IN THESE BLEAK radio days of relentless consolidation and chronic mediocrity, good news comes around about as often as the Harmonic Convergence. In the five years since the UM's cable radio operation, WMMR, took over the 770 AM frequency, Radio K has matured into one of the better college stations in the country. Despite Radio K's AM signal and FCC regulations requiring it to abandon that signal at sundown, the station's broad programming philosophy has garnered it a regular listening audience of 25,000.
That number may skyrocket within a year: According to program director Mike Helget, Radio K could soon make a jump over to FM. "I can't really disclose how or when," says Helget. "But there's a good chance we'll have a signal on after sundown by next year."
Just as the station prepares to take on that radical reconfiguration, Radio K is going through some other jarring adjustments. The 35-year-old Helget is preparing for graduation, and last week station founder and longtime "programming coach" Jim Musil left town to begin work as the general manager at the University of Colorado's student station.
"Musil was a great mentor," says Helget. "He had a long-term vision of what the station should be." Though Musil's transition may ultimately change Radio K's easygoing culture, a visit to Radio K's offices on the top floor of the Rarig Center on the West Bank finds the staff in typically low-key form. Helget, who sits in a small cubicle in the station's cramped front office, has never fit the part of the college-radio tyrant. (You know the type: the indie-rock taxonomist who glowers through nonprescription eyewear at the philistine world as he prays for some horn-rimmed coed to come along and engage him in a discussion on the differences between Arcwelder, the Archers of Loaf, and Joan of Arc. There are college-radio horror stories: timorous freshmen cowering before McCarthy-esque inquisitions, as station managers, looking to weed out the unhip, dangle the covers of ultraobscure records and ask the uninitiated to identify them.)
With his departed hairline and Rolling Stones T-shirt, Helget doesn't seem likely to perpetrate such slacker elitism. Instead Radio K, in its sound and on-air tone, projects a kind of market-friendly populism. "Minneapolis is the 16th largest radio market in the country," says Helget. "There's a huge potential audience, and we don't want to alienate any potential listeners."
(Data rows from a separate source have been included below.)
PR #79, opened 2022-04-21
Hotfix/typescript error

jordanlesich:
## GitHub Issue

No issue. Small type error. 

ThemeProvider inside of HausThemeContext was only expecting a single React Node as a return type, 

For some reason, I'd never seen the error until we installed the build locally on Adrienne and Avi's computers. 

I was able to reproduce the error by running storybook on my terminal instead of the VScode terminal. 

**Worth Noting**: This error was able to get past me running ``nx build ui`` and ``nx lint ui`` locally. It also made it past CI for a few PRs.  

## Changes

Wrapping the children inside of ThemeProvider in a ReactFragment fixes the error. 

## Packages Added
NA

## Checks

- [x] App runs locally


libs/ui/src/theme/HausThemeContext.tsx
```diff
@@ -20,22 +20,25 @@ type HausUI = {
   toggleLightDark: () => void;
 };
 
+type ProviderProps = {
+  children: ReactNode;
```
jonathanprozzi, line 24: I'm wondering if we want to outright allow for passing in multiple children in this since we're now adding the fragment. Something like:
`children: React.ReactNode|React.ReactNode[];`

@jordanlesich @alexkeating what ya'll think?

jonathanprozzi: I'm unsure how React handles this -- I'm wondering if the Fragment is treated as a single ReactNode child (and if so, then the Array is unnecessary in the type)

jonathanprozzi (approved):
This looks good to me, still curious why this happened though. I'm wondering if we want to add the enum to allow for an array of children (see comment) or if this isn't necessary if React treats everything in a Fragment as a single ReactNode. Either way this looks good to me. I still want to dig in a bit more about the error itself though.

With a peak of nearly 40,000 listeners before the advent of REV 105, Radio K, under Musil's leadership, has come far. Musil grew up in Rapid City, South Dakota, where he used to sneak onto the boards of South Dakota Tech's tiny radio station. Upon arriving at the UM in 1988, he immediately cut out of his campus tour to take a look at the minuscule WMMR, a cable radio service which at the time had a listenership of barely 100. In 1992, as he was nearing completion of a bachelor's degree in studio art, Musil learned that the university was going to be selling its AM frequency, KUOM (then a classical music station). Musil hastily authored a 60-page proposal that won WMMR's small student staff the right to shoulder the burden of running the comparatively huge AM station. Today Radio K includes 40 student DJs, all of whom volunteer at the station (alumni include CP contributors Christina Schmitt and Simon Peter Groebner), and operates on a $75,000-a-semester budget, a small portion of which comes from commercials.
"I researched a lot of stations," said Musil a few days before leaving for Colorado. "This one ended up pretty unique." That uniqueness hasn't come from bludgeoning listeners with hip dogma, experimental skronk, or slick hosts. Specialty programs like Radio K International (world music), Rude Radio (ska), Cosmic Slop ('70s schlock), and Off the Record (local) have collected loyal listeners. And an average hour might feature a mix that incorporates hip hop by Black Eyed Peas, local punk from the Dillinger 4, Icelandic techno from Gus Gus, and the Frenchie crooning of Françoise Hardy. Last spring critical luminary Greil Marcus visited the Twin Cities, tuned in for an hour, and later described Radio K in his Artforum column as "the best college radio station imaginable."
In an age when the banal philosophy of most commercial radio seems like the realization of Elvis Costello's "Radio, Radio," K has more in common with Jonathan Richman--not only the Richman of "Roadrunner" (where he's "in love with the power of the AM"), but the Richman of "Don't Let Our Youth Go to Waste," too.
Musil's passion for Radio K didn't come from a love for "modern girls and modern rock 'n' roll" so much as the excitement of watching the former learn about the latter. "You get to watch these kids come into college very shy and see them blossom over time." says Musil. "I remember one guy--I won't mention his name--who was hooked on coke and crystal meth, and he's always telling me that he'd still be on drugs if he wasn't in here doing radio." "The power of the AM," indeed.